▸ **Activity**
Count every line in the entries below that contains the word "custom", and give only that number.

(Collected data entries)
◆ ◆ ◆ ◆ ◆ ◆ ◆

PR #367, opened 2020-02-06
Build under bazel sandbox instead of /tmp, and remove redundant printf

scele:
Build artifacts under /tmp are not cleaned up after a failed build, for
the ease of debugging.  However, this can quickly fill up the /tmp partition
if the build is large.  Build under the sandbox directory instead, and
rely on standard bazel cleanup scheme.

Also remove a print from the cleanup function, which somehow causes empty
newlines to be printed in bazel build output.

### DIFF
--- a/tools/build_defs/framework.bzl
+++ b/tools/build_defs/framework.bzl
@@ -231,9 +231,9 @@ def cc_external_rule_impl(ctx, attrs):
     define_variables = [
         set_cc_envs,
         "export EXT_BUILD_ROOT=##pwd##",
-        "export BUILD_TMPDIR=##tmpdir##",
-        "export EXT_BUILD_DEPS=##tmpdir##",
         "export INSTALLDIR=$$EXT_BUILD_ROOT$$/" + empty.file.dirname + "/" + lib_name,
+        "export BUILD_TMPDIR=$$INSTALLDIR$$/_build_tmpdir",
+        "export EXT_BUILD_DEPS=$$INSTALLDIR$$/_ext_build_deps",
     ]
 
     script_lines = [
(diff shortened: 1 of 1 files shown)


tools/build_defs/framework.bzl
```diff
@@ -331,8 +333,7 @@ def wrap_outputs(ctx, lib_name, configure_name, script_text):
     cleanup_on_success_function = create_function(
         ctx,
         "cleanup_on_success",
-        """##echo## \"rules_foreign_cc: Cleaning temp directories\"
-rm -rf $BUILD_TMPDIR $EXT_BUILD_DEPS""",
+        """rm -rf $BUILD_TMPDIR $EXT_BUILD_DEPS""",
```
attilaolah, line 336: @oquenchil would it be possible to at least cherry-pick this part of the pull request into master?

Then we can deal about the rest separately. (Although the rest of this PR would also be really nice to have, the leftover temp directories make things hard to debug.)

jsharpe:
Thanks for the patch @scele.

Unfortunately this patch seems to introduce a symlink loop when copying the deps. Testing it locally on some of my builds I also see issues with path lengths in the find call in`replace_in_files`.

Is this something you could take a look at again?

scele:
Sorry, I’m no longer using rules_foreign_cc in my projects, so I don’t have an environment to work on improving this change. :( I’ll close this PR but feel free to take the changes and improve them in some other PR!

attilaolah:
I might have time to cherry-pick some of these changes into a new PR this weekend, if that's OK.

jsharpe:
That'd be great @attilaolah if you could!

tools/build_defs/framework.bzl
```diff
@@ -231,9 +231,9 @@ def cc_external_rule_impl(ctx, attrs):
     define_variables = [
         set_cc_envs,
         "export EXT_BUILD_ROOT=##pwd##",
-        "export BUILD_TMPDIR=##tmpdir##",
-        "export EXT_BUILD_DEPS=##tmpdir##",
         "export INSTALLDIR=$$EXT_BUILD_ROOT$$/" + empty.file.dirname + "/" + lib_name,
+        "export BUILD_TMPDIR=$$INSTALLDIR$$/_build_tmpdir",
+        "export EXT_BUILD_DEPS=$$INSTALLDIR$$/_ext_build_deps",
```
attilaolah, line 236: Actually I think it would be nice if this was outside of `$$INSTALLDIR$$`, within `$$EXT_BUILD_ROOT$$` (i.e. `##pwd##`). That way we don't need to care about clashing with source files. Additionally, we could still use a tempdir under this prefix.

PR #373, opened 2020-02-27
Test for detect_root function and example of usage

irengrig:


irengrig:
In #259, the problem is represented: is detect_root correctly defining the root directory for sources, if sources come from a filegroup with the glob from some directory of the same workspace (not an external repository).
Apparently, the glob should use *exclude_directories = 0* attribute specification - then also the wrapping directory is included into the glob, and detect_root finds it correctly.

Having the tests for detect_root is also very important for this ruleset.

irengrig:
Friendly ping :)

PR #377, opened 2020-03-06
Fix shell function symlink_contents_to_dir, add test

irengrig:
- test for the case when we symlink the contents of two directories with the same inner directories (include)
- the test data of the test for shell script helper also changes, as it uses the real shell toolchain implementation text
- Fixes the issue from #330

Based on code from #375


ramrengaswamy:
Are there any plans to merge this change? Hard to use `glog` and `gflags` as a dependency to any `cmake_external` rule without this fix.

PR #378, opened 2020-03-07
Detect CMakeLists.txt when building CMake projects.

attilaolah:
Instead of pointing `cmake` to the source root, detect the topmost directory that contains a `CMakeLists.txt` file and point `cmake` there. This is required for projects that do not ship a `CMakeLists.txt` in their root directory, e.g. `lz4`, `zstd` or `llvm`.

This mostly obsoletes https://github.com/bazelbuild/rules_foreign_cc/pull/358, although an argument like `cmake_relative_root` might still be required for projects that ship multiple top-level directories containing a `CMakeLists.txt` (but then again an alternative there would be to just delete the rest from the repository using `patch_cmds`.)

This should be a backwards-compatible change and no update to the documentation should be necessary.

### DIFF
--- a/tools/build_defs/cmake.bzl
+++ b/tools/build_defs/cmake.bzl
@@ -57,7 +57,7 @@ def _create_configure_script(configureParameters):
     ctx = configureParameters.ctx
     inputs = configureParameters.inputs
 
-    root = detect_root(ctx.attr.lib_source)
+    root = detect_root(ctx.attr.lib_source, contains_file="CMakeLists.txt")
 
     tools = get_tools_info(ctx)
     # CMake will replace <TARGET> with the actual output file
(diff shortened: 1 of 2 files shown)


irengrig:

I recently added working directory attribute for cmake_external in #390.
I feel like it is better to explicitly point to the build directory, as it may be several sibling subdirectories in the project with CMakeLists.txt - I would not like to make it the default behavior.

We may, however, add one more attribute 'detect_build_dir', which would enable automatic detection.
Also, it would be nice to have some tests - it should be easy to create some directory structure for the test, like here: https://github.com/bazelbuild/rules_foreign_cc/blob/d838bc55067fc473fa67ec619be1478e45b96e2d/test/BUILD#L36.

attilaolah:
Actually, the `working_directory` attribute you added in #390 works perfectly for my use case, I don't think I need this change any more.

`detect_build_dir` would be neat, but as long as it's not the default, I don't see too much value in it: if I have to specify some attribute, I might as well specify the build dir.

I'm withdrawing this PR, thanks for fixing the issue though!

PR #379, opened 2020-03-08
Add a GNU Make toolchain

### LINKED ISSUE #372: Consider adding toolchains for configure/make
The fact that `cmake` is a toolchain makes it super easy to add a drop-in replacement toolchain that allows us to use e.g. `emcmake` from the Emscripten wrapper, for example [like so](https://github.com/attilaolah/wasm/blob/master/toolchains/emcmake/BUILD.bazel).

Even `make` can be "fixed" by passing in `make_commands`:

```py
make_commands = [
    "emcmake make",
    "emcmake make install",
],
```

Although the above is kind of ugly, because now we need to `select()` and pass in the custom `make_commands` depending on some predicate that in turn depends on the toolchain being used. Hence it would be nice to register a custom toolchain of type make, just like we have for type cmake.

However, it doesn't seem to be possible to use `emconfigure /path/to/configure` instead of `configure`, since the macro only allows us to use a relative path. I think the cleanest solution here too would be to turn `configure_make` into a rule that requires the `configure` and `make` toolchains, and then we could provide our own command for either of these, as part of the toolchain implementation.

Would you be willing to accept a pull request that introduces additional toolchains?

attilaolah:
This change adds a new toolchain type, `make_toolchain`. I have also added an implementation that uses the pre-installed toolchain (no shipped `make` yet, will add that shortly too.)

The goal is to use the `make` binary path provided by the toolchain. This way, one can configure a custom toolchain that, for example, runs `emmake make` instead of `make`, to target Emscripten. (At least this is my use case). Another use case is to use a vendored Make, instead of relying on the system `make` binary in the execution environment.

TODO:

- [x] Add a bootstrap rule for vendored `make`, just like the one for `cmake` and `ninja`.

Fixes #372.

### DIFF
--- a/README.md
+++ b/README.md
@@ -88,15 +88,20 @@ load("@rules_foreign_cc//:workspace_definitions.bzl", "rules_foreign_cc_dependen
 #
 #  Args:
 #    native_tools_toolchains: pass the toolchains for toolchain types
+#      '@rules_foreign_cc//tools/build_defs:make_toolchain',
 #      '@rules_foreign_cc//tools/build_defs:cmake_toolchain' and
 #      '@rules_foreign_cc//tools/build_defs:ninja_toolchain' with the needed platform constraints.
 #      If you do not pass anything, registered default toolchains will be selected (see below).
 #  
-#    register_default_tools: if True, the cmake and ninja toolchains, calling corresponding
-#      preinstalled binaries by name (cmake, ninja) will be registered after
+#    register_default_tools: if True, the make, cmake and ninja toolchains, calling corresponding
+#      preinstalled binaries by name (make, cmake, ninja) will be registered after
 #      'native_tools_toolchains' without any platform constraints.
 #      The default is True.
-rules_foreign_cc_dependencies(["//:my_cmake_toolchain", "//:my_ninja_toolchain"])
+rules_foreign_cc_dependencies([
+    "//:my_make_toolchain",
+    "//:my_cmake_toolchain",
+    "//:my_ninja_toolchain",
+])
 
 # OpenBLAS source code repository
 http_archive(
--- a/for_workspace/make_build.bzl
+++ b/for_workspace/make_build.bzl
@@ -1,0 +1,47 @@
+""" Rule for building GNU Make from sources. """
+
+load("//tools/build_defs:detect_root.bzl", "detect_root")
+load("@rules_foreign_cc//tools/build_defs:shell_script_helper.bzl", "convert_shell_script")
+
+def _make_tool(ctx):
+    root = detect_root(ctx.attr.make_srcs)
+
+    make = ctx.actions.declare_directory("make")
+    script = [
+        "export BUILD_DIR=##pwd##",
+        "export BUILD_TMPDIR=##tmpdir##",
+        "##copy_dir_contents_to_dir## ./{} $BUILD_TMPDIR".format(root),
+        "cd $$BUILD_TMPDIR$$",
+        "./configure --prefix=$$BUILD_DIR$$/{}".format(make.path),
+        "./build.sh",
+        "./make install",
+    ]
+    script_text = convert_shell_script(ctx, script)
+
+    ctx.actions.run_shell(
+        mnemonic = "BootstrapMake",
+        inputs = ctx.attr.make_srcs.files,
+        outputs = [make],
+        tools = [],
+        use_default_shell_env = True,
+        command = script_text,
+        execution_requirements = {"block-network": ""},
+    )
+
+    return [DefaultInfo(files = depset([make]))]
+
+""" Rule for building Make. Invokes configure script and make install.
+  Attributes:
+    make_srcs - target with the Make sources
+"""
+make_tool = rule(
+    attrs = {
+        "make_srcs": attr.label(mandatory = True),
+    },
+    fragments = ["cpp"],
+    output_to_genfiles = True,
+    implementation = _make_tool,
+    toolchains = [
+        "@rules_foreign_cc//tools/build_defs/shell_toolchain/toolchains:shell_commands",
+    ],
+)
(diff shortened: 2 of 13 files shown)


attilaolah:
Looks like some of the tests require an actual `make` toolchain on the CI?

Hold on, I'll add a bootstrap for `make` so that the builds should pass, and rebase accordingly.

attilaolah:
Hmm. I'm having trouble figuring out what tests are actually run on the CI. It fails with this error message:

```
(01:34:03) ERROR: While resolving toolchains for target //cmake_android:libhello: no matching toolchains found for types @rules_foreign_cc//tools/build_defs:make_toolchain
(01:34:03) ERROR: Analysis of target '//cmake_android:app' failed; build aborted: no matching toolchains found for types @rules_foreign_cc//tools/build_defs:make_toolchain
```

However, I don't see where is the workspace that would contain this target (`//cmake_android:app`). Maybe it passes in custom toolchains, and therefore now it should pass in a custom `make` toolchain as well?

I guess that means this change isn't that much backwards compatible, at least not for the folks who use their own toolchains, as they would now need a `make` toolchain as well.

attilaolah:
Ideally the `make` toolchain should also be used for `BootstrapCMake` so that these rules could be used on a system without `cmake` or `make`, which would be the case if for example someone wants to ship and bootstrap their own compiler.

attilaolah:
Please hold on before merge, I'd like to change the history to make sure intermediate commits are also green.

tools/build_defs/cmake.bzl
```diff
@@ -19,13 +19,19 @@ load(
...
+    "get_make_data",
+)
 load("@rules_foreign_cc//tools/build_defs:shell_script_helper.bzl", "os_name")
 
 def _cmake_external(ctx):
     cmake_data = get_cmake_data(ctx)
+    make_data = get_make_data(ctx)
 
-    tools_deps = ctx.attr.tools_deps + cmake_data.deps
+    tools_deps = ctx.attr.tools_deps + cmake_data.deps + make_data.deps
```
jsharpe: This assumes make is being used which isn't always the case - the ninja generator may be being used.

attilaolah: Just noticed this comment today. I'll look into it — ideally we'd know which dependencies to add and only add those.

attilaolah: PTAL.

attilaolah:
Is there anything else you'd like me to do here? Otherwise this should be ready for a review.

achew22:
Friendly ping @jsharpe, this patch would solve a problem I've been having in my repository.

jsharpe:
@achew22 I don't have connit rights. @irengrig is the repo owner AFAIK

attilaolah:
PTAL @irengrig. I rebased to upstream head and resolved the comments.

README.md
```diff
@@ -88,15 +88,20 @@ load("@rules_foreign_cc//:workspace_definitions.bzl", "rules_foreign_cc_dependen
...
 #  
-#    register_default_tools: if True, the cmake and ninja toolchains, calling corresponding
-#      preinstalled binaries by name (cmake, ninja) will be registered after
+#    register_default_tools: if True, the make, cmake and ninja toolchains, calling corresponding
+#      preinstalled binaries by name (make, cmake, ninja) will be registered after
 #      'native_tools_toolchains' without any platform constraints.
 #      The default is True.
-rules_foreign_cc_dependencies(["//:my_cmake_toolchain", "//:my_ninja_toolchain"])
+rules_foreign_cc_dependencies([
+    "//:mi_make_toolchain",
```
oquenchil, line 101: my_make_toolchain*

for_workspace/make_build.bzl
```diff
@@ -0,0 +1,47 @@
+""" Rule for building GNU Make from sources. """
```
oquenchil, line 1: So in the equivalent cmake_build.bzl, you are still using the make from the system not this one. That's WAI isn't it?

for_workspace/make_build.bzl
```diff
@@ -0,0 +1,47 @@
...
+        execution_requirements = {"block-network": ""},
+    )
+
+    return [DefaultInfo(files = depset([make]))]
+
+""" Rule for building Make. Invokes configure script and make install.
+  Attributes:
+    make_srcs - target with the Make sources
+"""
+make_tool = rule(
```
oquenchil, line 37: Can you add an example to verify manually that it works just like we do for [cmake](https://github.com/bazelbuild/rules_foreign_cc/blob/006d5f6f8b6f6922943add61fcf038a4a1d802e1/examples/build_cmake_itself/BUILD#L3)?

oquenchil (changes requested):
This is great. Thank you very much!

I just have a couple of nits.

README.md
attilaolah: Done.

for_workspace/make_build.bzl
attilaolah: Done in 16778ca.

Turns out one needs to install `automake` and `texinfo` on Debian to get Make working, but that should be fine: the intention of this toolchain is to make it replaceable, so that I can swap in my Emscripten wrapper. When the dependencies are installed, the toolchain can be bootstrapped by Bazel.

(Tested on Debian Buster on o ChromeOS device using Crostini.)

for_workspace/make_build.bzl
attilaolah: Well, I tried to update that to use the Make toolchain, but I couldn't get the dependencies right. I think it's worth trying that once more, but for the purpose of this pull request, that can considered an additional feature.

Especially given that we cannot bootstrap Make from absolutely nothing: we still need basic build tools like `automake` and `texinfo`. (Maybe bootstrap-from-nothing is also a feature to consider, but for me it's not particularly interesting: I mostly added the bootstrapped make for completeness. The main feature is to have the Make toolchain so that it could be swapped with another toolchain.)

oquenchil (approved):
LGTM

PR #381, opened 2020-03-08
Update CMake version

attilaolah:
Update CMake to 3.17.2. Also add a `sha256` sum to the `http_archive` hich was missing.


attilaolah:
@mellery451 updated commit message as well as PR description, and updated to 3.17.2 while there. Also rebased to current upstream master.

PR #383, opened 2020-03-11
Add make_env_vars for make call as well

artemyarulin:
`env_vars_string` already used in `create_configure_script`, but in `create_make_script` function `env_vars_string` variable exists, but unused.

And overall I guess it's correct approach to pass env variables to make command as well so users can configure it's behaviour.

Use case and test example is rocksdb
```
make(
    name = "rocksdb",
    lib_source = "@rocksdb//:all",
    # Current workaround is to override make_commands and pass env variables directly
    make_commands = ["ROCKSDB_DISABLE_ZLIB=1 ROCKSDB_DISABLE_BZIP=1 make -j 6 static_lib",
                     "cp librocksdb.a $$INSTALLDIR$$/lib/librocksdb.a",
                     "cp -RL include $$INSTALLDIR$$",
    ],
    # Issue is that following env not set for make command
    make_env_vars = {
        "ROCKSDB_DISABLE_ZLIB": "1",
        "ROCKSDB_DISABLE_BZIP": "1",
    },
    static_libraries = ["librocksdb.a"],
)
```

### DIFF
--- a/tools/build_defs/configure_script.bzl
+++ b/tools/build_defs/configure_script.bzl
@@ -48,7 +48,7 @@ def create_make_script(
         make_commands,
         prefix):
     env_vars_string = get_env_vars(workspace_name, tools, flags, user_vars, deps, inputs)
-    script = []
+    script = [env_vars_string]
     for ext_dir in inputs.ext_build_dirs:
         script += ["##increment_pkg_config_path## $$EXT_BUILD_ROOT$$/" + ext_dir.path]
 


artemyarulin:
Fixed by exporting all the variables to make it accessible for all `make_commands` which user may use for multiple steps

artemyarulin:
Found another issue that this PR resolves - with this PR `CPPFLAGS` are properly forwarded, so it's possible to use dependencies, test case (btw - I can put in examples if you wish) using snappy for rocksdb:

```
cmake_external(name = "snappy", lib_source = "@snappy//:all", static_libraries = ["libsnappy.a"])

make(name = "rocksdb",
     lib_source = "@rocksdb//:all",
     static_libraries = ["librocksdb.a"],
     linkopts = ["-ldl"],
     deps = [":snappy"],
     make_commands = [
         # Solution for https://github.com/bazelbuild/rules_foreign_cc/issues/239
         "export CFLAGS=$(echo $CFLAGS | sed 's/-D__DATE__=.redacted.//')",
         "export CXXFLAGS=$(echo $CXXFLAGS | sed 's/-D__DATE__=.redacted.//')",
         "export ASFLAGS=$(echo $ASFLAGS | sed 's/-D__DATE__=.redacted.//')",
         "export CFLAGS=\"$CFLAGS $CPPFLAGS -DSNAPPY\"",
         "make -j 6 static_lib",
         # Hack - for some reason libs and headers are not included
         "cp librocksdb.a $$INSTALLDIR$$/lib/librocksdb.a", "cp -RL include $$INSTALLDIR$$"
     ],
     make_env_vars = {
         "ROCKSDB_DISABLE_ZLIB":"1",
         "ROCKSDB_DISABLE_BZIP":"1",
         # Solution for https://github.com/bazelbuild/rules_foreign_cc/issues/185
         "AR": "/usr/bin/ar",
     },
)
```

whs-dot-hk:
Hi, @artemyarulin

This may work for rocksdb, but not for most other `Makefile`'s,

because variables are set after `make`,

like `PREFIX` here
https://github.com/bazelbuild/rules_foreign_cc/blob/d54c78ab86b40770ee19f0949db9d74a831ab9f0/tools/build_defs/make.bzl#L49

UebelAndre:
Would the [env](http://localhost/#make-env) or [args](http://localhost/#make-args) attributes also solve for this?

PR #384, opened 2020-03-16
Add option to include share directory as output

mrmeku:
When trying to compile a working binary of `postgres` the binary has a runtime dep of the timezone files it generates within `share/timezonesets`. This option is to take that sort of binary runtime dep into account


jsharpe:
The `out_data_dirs` attribute now addresses this.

◆ ◆ ◆ ◆ ◆ ◆ ◆

▸ **Answer to the exercise**
3